I have been treating diverticulitis for 30 years the same
way. When I suspect that a patient has
this diagnosis, I prescribe antibiotics.
This has been the standard treatment for this disorder for decades.
I have found that diverticulitis is a slippery entity that
has two trap doors waiting for physicians to fall through.
It is an easy task to
miss the diagnosis. Every physician has
done this.
The diagnosis can be erroneously assigned to a patient. Every physician has done this.
Recognize that the phrase ‘every physician has done this’ includes
me.
The diagnosis can be elusive as there is no diagnostic test
that secures the diagnosis. The
technology tsunami has covered the medical landscape, as it has run over so many
other spheres in our society. Doctors
and patients increasingly rely upon ‘the numbers’. Want proof?

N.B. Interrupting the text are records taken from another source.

Issue #4158, opened 2021-08-01
Implement some form of fail-safe mechanism when deleting vsimem files


mmomtchev:
## Expected behavior and actual behavior.

Currently it is all too easy to delete an open vsimem file by calling `VSIGetMemFileBuffer` with `bUnlinkAndSeize=TRUE`
Ideally, it should return `EBUSY` if there is an open dataset

## Steps to reproduce the problem.

The problem is evident in the Node.js bindings where it is (usually) up to the garbage collector to close open datasets

## GDAL version and provenance

3.3.1

mmomtchev:
I am volunteering, but I wonder if this should be limited to vsimem and `VSIGetMemFileBuffer`

rouault:
I don't think this would be a good idea. /vsimem/ aims at honoring POSIX file system policies, and unlinking an open file is something that is definitely permitted (and wishable) in POSIX.

mmomtchev:
Yes but you don't get a kernel panic when closing that file
How about failing further operations gracefully?

rouault:
> Yes but you don't get a kernel panic when closing that file
> How about failing further operations gracefully?

I understand there's a sequence of calls that present some issue for you. What is it exactly ?

mmomtchev:
Not really, I just got burned by a code that did not explicitly close a Dataset obtained by `CreateCopy`. Just like in Python, closing in JS is optional - the garbage collector does it for you. If you always call `close`, there will be no problem. But without it - you get a silent error followed by random memory corruption. Normally, in the safe care bearers world of JS and Python programmers, these should be impossible.

mmomtchev:
@rouault, there is an undocumented `gdal.VSIGetMemFileBuffer_unsafe` in the Python bindings?

rouault:
> there is an undocumented `gdal.VSIGetMemFileBuffer_unsafe` in the Python bindings? What is unsafe about it?

I see this was added in fc81f28ae04b97bc3a14e30ecf53a105eb1065fe. @tzickel could you comment about what is unsafe ?

tzickel:
It's unsafe that the function returns a Python memoryview object to a piece of raw memory which the lifetime isn't controlled by Python's memory management (so if the user isn't careful it might result in memory corruption).

mmomtchev:
@tzickel, Ok, so it is precisely the same problem as the Node.js bindings
[...]

PR #4179, opened 2021-08-06
Delay destroying VSIMemFile on bUnlinkAndSeize

mmomtchev:
## What does this PR do?

It delays destroying the `VSIMemFile` object on `bUnlinkAndSeize` by reusing the same mechanism as `VSIMemFile::Unlink`

https://github.com/OSGeo/gdal/issues/4158

## Tasklist

 - [ ] Add test case(s)
 - [ ] Add documentation
 - [ ] Review
 - [ ] Adjust for comments

Creating an unit test requires that the undocumented Python API `gdal.VSIGetMemFileBuffer_unsafe` is replaced by a public `gdal.VSIGetMemFileBuffer` that will use this

### DIFF
--- a/gdal/port/cpl_vsi_mem.cpp
+++ b/gdal/port/cpl_vsi_mem.cpp
@@ -1034,8 +1034,11 @@ GByte *VSIGetMemFileBuffer( const char *pszFilename,
         CPLDebug("VSIMEM", "VSIGetMemFileBuffer() %s: ref_count=%d (before)",
                  poFile->osFilename.c_str(), poFile->nRefCount);
 #endif
-        CPLAtomicDec(&(poFile->nRefCount));
-        delete poFile;
+        poFile->pabyData = nullptr;
+        poFile->nLength = 0;
+        poFile->nAllocLength = 0;
+        if (CPLAtomicDec(&(poFile->nRefCount)) == 0)
+            delete poFile;
     }
 
     return pabyData;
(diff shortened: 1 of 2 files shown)


gdal/port/cpl_vsi_mem.cpp
```diff
@@ -1034,8 +1034,11 @@ GByte *VSIGetMemFileBuffer( const char *pszFilename,
         CPLDebug("VSIMEM", "VSIGetMemFileBuffer() %s: ref_count=%d (before)",
                  poFile->osFilename.c_str(), poFile->nRefCount);
 #endif
-        CPLAtomicDec(&(poFile->nRefCount));
-        delete poFile;
+        poFile->pabyData = nullptr;
```
rouault, line 1037: I believe those 3 lines are useless and could cause memory leaks.

rouault: Forget my above comment.

rouault:
A test in autotest/cpp/test_cpl.cpp doing something like the following could be added:
```
VSILFILE* fp = VSIFOpenL("/vsimem/foo", "wb");
VSIFWriteL("test", 1, 1, fp);
CPLFree(VSIGetMemFileBuffer("/vsimem/foo", nullptr, true));
VSIFCloseL(fp);
```

mmomtchev:
@rouault, hopefully all drivers should behave correctly when they cannot read/write when closing and still close the dataset/free the memory

rouault:
> hopefully all drivers should behave correctly when they cannot read/write when closing and still close the dataset/free the memory

hard to predict how they'll behave, but that fix is definitely the right thing to do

Do you think there are many physicians today who can actually plug a
stethoscope into their ears and hear, let aloneunderstand all of those clickety-clackety heart
sounds? And, if they do, they order an
echocardiogram anyway.
Hey, what's this new fangled contraption?
The medical community and those we serve are hyperfocused on objective data - stuff that can be measured. Here are 3 examples of seemingly reasonable questions that I
believe often miss the mark.
What did
the CAT scan show?
Did the tumor marker
decrease?
Is my carotid arteries screening test normal?
A more relevant question, such as, how
is the patient doing?, is ignored or relegated to a lower priority
status. Who cares if the tumor marker
goes down if the patient doesn’t feel any better?
So, when diverticulitis is a consideration, a physician actually
has to act like a doctor. Sure, a CAT scan can
be consistent with diverticulitis, but many other conditions can precisely
mimic this CAT scan appearance. So, the
physician has to make a ‘clinical diagnosis’ of diverticulitis. This means that the doctor must analyze all
of the data – your symptoms, the labs, radiology results – and then make a
judgment. A common error is when the
diagnosis is prematurely made based primarily on the CAT scan, without weighing
other factors. A clinical diagnosis of
diverticulitis can also be made without a CAT scan or laboratory data. Yes, the doctor can actually perform old
fashion doctoring, which has become rather quaint these days.
In my practice, many patients who come to me complaining
that they are experiencing a ‘flare’ of their diverticulitis are mistaken. There is some other explanation for their
stomach pain. Or, the patient may state
that the pain is identical to a prior episode of diverticulitis, but often the original
diagnosis of diverticulitis was incorrect or uncertain.
Yes, I admit again there is always the chance the patient is right and I
am wrong, but hopefully my decades of training and experience are worth
something.
My points above are certainly not restricted to diverticulitis. They cross into every medical specialty. Technology
and objective data too often are wag the dog. Who do you want evaluating your medical symptoms, a physician or Alexa?